The advantages are immediately obvious. Output rendering would become a reusable module and without it the application would still output W3C-compliant XML code (if you did everything right, that is).

And again, this is just one possibility to use the callback function. Together with regular expressions or applications like Tidy you could ensure that the output of dynamic data is valid. This could be useful for all people who use variables to pass html-content into XSL templates.

Comments

  • Wow, that was quick! I’ll be seriously considering using this next time I have to tangle with template engines. Any idea what the processing overhead is for this?

    by Mike Stenhouse on July 24 2005, 18:08 - #

  • There are some rants that ob_start and ob_flush increase the performance. Also since you just transform the output buffer, so that’s one single transformation, there is not much overhead added by the XSLT stuff.

    by Pascal Opitz on July 25 2005, 01:28 - #

  • Oh, and if anyone wants to see a real-world use for this technique, go have a read through Mike Davidson’s great article on Making Your Site Mobile Friendly.

    by Mike Stenhouse on July 25 2005, 17:02 - #

  • Setting –

    ob_implicit_flush(true);

    Will automatically flush any echo you do in that script.

    Be aware there are lots of well documented bugs with browsers and flush – You sometimes have to pad the first echo with some blank data so that it forces the browser to display.

    http://uk2.php.net/flush

    by sermad on September 16 2005, 05:29 - #

  • I thanks sincerelly the author for this article. I was trying to find a way to get an output while running a “cruise” function for this class : http://www.contentwithstyle.co.uk/

    The goal is to provide an HTML interface while using class to be able to talk to with the JABBER’s protocol…

    by Toucouleur on February 12 2006, 14:25 - #

  • Just wanted to fill you in on how I’ve been using the output buffer. After building a massive MVC app in PHP5, this technique made me realise that the Controller part of MVC can rightfully be left to Apache. I have a simple abstract class that contains the XSL functionality you describe above, and, depending on the content of the Accept-Type header, selects an XSL to transform the content of the output buffer into a format acceptable to the user.

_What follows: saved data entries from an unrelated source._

PR #2234, opened 2023-04-06
optimize horizontal and vertical

willmcgugan:
Applying some micro-optimizations to the new code in horizontal and vertical

### DIFF
--- a/src/textual/_resolve.py
+++ b/src/textual/_resolve.py
@@ -118,14 +118,10 @@ def resolve_box_models(
     ]
 
     if dimension == "width":
-        total_remaining = sum(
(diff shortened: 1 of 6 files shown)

    That is, the method called by the output buffer is the View layer, Model is model (as normal), but the controller part is simply Apache doing what it normally does best. None of this silly single point of access nonsense!

    So, for example, a request to ben.com/res/products.php with an Accept-Type of “text/html” renders the output as HTML! I have even taken this a step further and used it to include images (using the Accept-Type to select the most appropriate output type), convert model data to XML, which is then XSL to SVG, which is then run through ImageMagick Convert.

    Apache should be the Controller.

    P.S. Love this article! More please!

    by Ben Davies on June 19 2006, 11:46 - #

  • @ Ben: Great idea … like that you always present exactly what is needed on the client, right?
    Thanks for the props btw, but right now my head is spinning with other things and I have no time at all to write anything. But I’ll be back on track soon if I can come up with anything smart enough :)

    by Pascal Opitz on June 19 2006, 18:21 - #

  • Exactly. The Action is Type Agnostic, and frees the details of the Action from the View, always ensuring that the client recieves the response in a manner that they can accept and view.

    Great for things like tables of data: request as HTML, get a HTML file with a table of data, or request a PNG and get a nice PNG graph of the same data. The exact same code is called to collect and process the data for both calls.

    Seriously, seperating the View layer using the output buffer is really really inspired! Dude, I’m suprised no one else has thought of this, it reall does give you a nice clean seperation.

    Looking forward to more :)

    by Ben Davies on June 20 2006, 06:33 - #

  • That is, the method called by the output buffer is the View layer, Model is model (as normal), but the controller part is simply Apache doing what it normally does best. None of this silly single point of access nonsense!